Now for something entirely different.

BEars fishing for salmon. Lowe Inlet is a small inlet well sheltered that has a river that meets saltwater by a low waterfall.   The falls are the feeding ground of several black bears. A brown will show up from time to time, the creeks and streams that are the spawning grounds further up the lake are easier feeding grounds so the grizly stake their claim there. Here the feeding revolves around high tide. The water comes up as much as 24 feet here!

Forgot to preload the photos so post on next page. God this is slow work! How do you post several pics on one post?

----------


## Sailing into trouble



----------


## Sailing into trouble



----------


## Sailing into trouble



----------


## Sailing into trouble



----------


## Sailing into trouble



----------


## Sailing into trouble

Sorry about the pic quality! Camara women was very excited. Boat driver was trying not to die in the white water! Lots of bouncing around and spray coming out, Plus the lighting had the bears in shade so hard to get good pics.

Couple dolphin shots!

----------


## Sailing into trouble

And one of the salmon hitting the falls.

----------


## Sailing into trouble



----------


## pickel

Great pictures! I used to live in BC and they bring back memories.

----------


## Mr Brown

All I can say is WOW!!!

I hope one day I can sail the world - Im still saving  :Smile:

----------


## Sailing into trouble

Some views of the crew:-)

----------


## Sailing into trouble

First time using LOS Motor bike skills on the water!

----------


## Sailing into trouble

Even Gut laughs at Fawlty Towers

----------


## Sailing into trouble



----------


## Sailing into trouble

https://teakdoor.com/Gallery/albums/u...8/IMG_3576.JPG

Guest House in Onna River, small settlement on Poacher Island

----------


## Loy Toy

This is better then National Geographic.

What a wonderful experience for your Thai lady.

----------


## Sailing into trouble

Cheers for the compliments, but it is just what is here! But better than Wigan lol.

----------


## Sailing into trouble

Thai Spice Night, Talk about atmospheric pollution lol

----------


## Sailing into trouble

Free hot water at the hotsprings. SO after soak some laundry

----------


## Sailing into trouble

I swear she has some Irish Blood.

----------


## bsnub

Awesome posts.

----------


## Sailing into trouble

Not that I am complaining.

----------


## Sailing into trouble

Better get back on the to the scenery. 

Not much Sailing but lots of fog wet did I mention wet and wind usually from the wrong direction.
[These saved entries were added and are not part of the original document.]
Issue #16, opened 2016-02-18
Nameless chunks result in an exception


rgrove:
As of commit 2ff2950f (which landed in version 1.0.0), webpack-manifest-plugin throws the following exception when it encounters a nameless chunk:

```
/path/redacted/node_modules/webpack-manifest-plugin/lib/plugin.js:43
      var chunkName = chunk.name.replace(this.opts.stripSrc, '');
                                ^

TypeError: Cannot read property 'replace' of null
    at ManifestPlugin.<anonymous> (/path/redacted/node_modules/webpack-manifest-plugin/lib/plugin.js:43:33)
    at Array.reduce (native)
    at ManifestPlugin.<anonymous> (/path/redacted/node_modules/webpack-manifest-plugin/lib/plugin.js:42:39)
    at Compiler.applyPluginsAsync (/path/redacted/node_modules/tapable/lib/Tapable.js:71:13)
    at Compiler.emitAssets (/path/redacted/node_modules/webpack/lib/Compiler.js:226:7)
    at Compiler.<anonymous> (/path/redacted/node_modules/webpack/lib/Compiler.js:184:10)
    at /path/redacted/node_modules/webpack/lib/Compiler.js:403:12
    at Compiler.next (/path/redacted/node_modules/tapable/lib/Tapable.js:67:11)
    at Compiler.<anonymous> (/path/redacted/node_modules/webpack/lib/CachePlugin.js:40:4)
    at Compiler.applyPluginsAsync (/path/redacted/node_modules/tapable/lib/Tapable.js:71:13)
```

It looks like @shamrin called this out as a bug in PR #14, but for some reason it was never fixed and the PR was merged anyway.

stevenp:
+1 on this. To avoid this error I had to change:
```
require.ensure([], (require) => {
  cb(null, require('../containers/FormContainer/FormContainer.js'));
});
```
to:
```
require.ensure([], (require) => {
  cb(null, require('../FormContainer/FormContainer.js'));
}, 'Form');
```
@rgrove: On a side note, I had a heck of a time figuring out that this plugin was the source of my error. How did you get that stack trace? I was running webpack through Grunt, and only got the `TypeError` with no additional detail.

rgrove:
@stevenp I'm running the webpack CLI directly here. It's been a while since I last used Grunt, but I seem to recall it hides stack traces unless you pass `--stack` on the command line. Maybe that's why you didn't see a stack trace?

[...]

PR #17, opened 2016-04-12
Nameless chunks don't throw errors

gmac:
Just updated to the latest version of Webpack Manifest Plugin and noticed what looks to be a widely reported bug. Nameless chunks cause errors... see: https://github.com/danethurber/webpack-manifest-plugin/issues/16.

Nameless chunks are actually fairly common in Webpack, because they're created by the native code splitting feature `require.ensure(...)`. Code splits will produce new chunks formatted as:

```
{
  name: null,
  files: [ '4.4.9cfa2b27bb561f8c2bbd.js' ]
}
```

Now, these nameless code split chunks are automatically catalogued within the Webpack runtime so that it knows how to fetch and reconstitute the chunk composition. These nameless units are not entry chunks nor initial chunks, so there's not much value in being able to load them independently via a manifest. Therefore, this update simply omits nameless chunks from the manifest and leaves them as wards of the Webpack runtime.


jordansexton:
While I like the philosophical approach of treating nameless chunks as a hidden implementation detail, there are reasons it would be valuable to list them as keys in the manifest still. For example, I use the manifest on the server side to look up files for serving in memory (avoiding a check for the file's existence, which is relevant when using Android's virtualized filesystem for bundled assets). I'm of the belief that the manifest should report all files output by Webpack, even if they aren't entries or initial chunks. What about listing them by chunk ID, e.g.

`"4.4": "4.4.9cfa2b27bb561f8c2bbd"`

or just filename, if we don't want to infer or care about the chunk ID:

`"4.4.9cfa2b27bb561f8c2bbd": "4.4.9cfa2b27bb561f8c2bbd"`

I realize this is duplicative and not very useful if one is just looking for entry chunks, but I think it's preferable for the manifest to be complete than opinionated in that way. What do you think?

danethurber:
sorry i've been busy and just getting time to address this. 

@gmac thanks for a quick solution

@jordansexton are you suggesting something along these lines to get the manifest key if there is no chunk.name

```
var chunkName = chunk.name
  ? chunk.name.replace(this.opts.stripSrc, '')
   : chunk.id.toString();
```

proposal -> https://github.com/danethurber/webpack-manifest-plugin/commit/cfb3fd80ab88162927b8aebdcfb53fa307536518

gmac:
For something like that, it would probably be more reliable just to look
through the chunk files. Nameless chunks should still have all
generated file information there, at which time a literal mapping of the
webpack file name to itself could be established.

gmac:
Okay @jordansexton, makes sense to me. Having the manifest document all files –known and unknown– is a good idea. For known files, manifest gives us a mapping of what we called a file relative to what Webpack called it. For unknown files, manifest gives us a record of all files we never knew about that Webpack created and named for us. I've updated the PR to make nameless chunks output a literal mapping of their child files, such as:

 ```
{ "1.1.js": "1.1.js" }
```

Also adds a new test.

jordansexton:
Nice! Thanks for the thoughtful fix to the issue I (rather carelessly) introduced. 😅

Dam forgot to load the photo first.

----------


## Sailing into trouble

Light and water. The foam is natural from the minerals in the water being mixed with the salt of the Ocean.

----------


## Sailing into trouble

Then you get that added bit of luck!

This is not photoshopped just happened.

----------


## Sailing into trouble

The BC West Coast Has kept it's light stations maned and womaned. Many like Boat Bluff are also very scenic.

----------


## Sailing into trouble

Fog looks nice from the outside,

----------


## Sailing into trouble



----------


## Sailing into trouble

Not such fun in the middle. Bloody great invention Radar!

----------


## koman

Great photos...brings back a lot of memories.  I spend many years sailing on the BC coast.  Looks like you were a bit unlucky with the weather but then it's like that more often than not I suppose.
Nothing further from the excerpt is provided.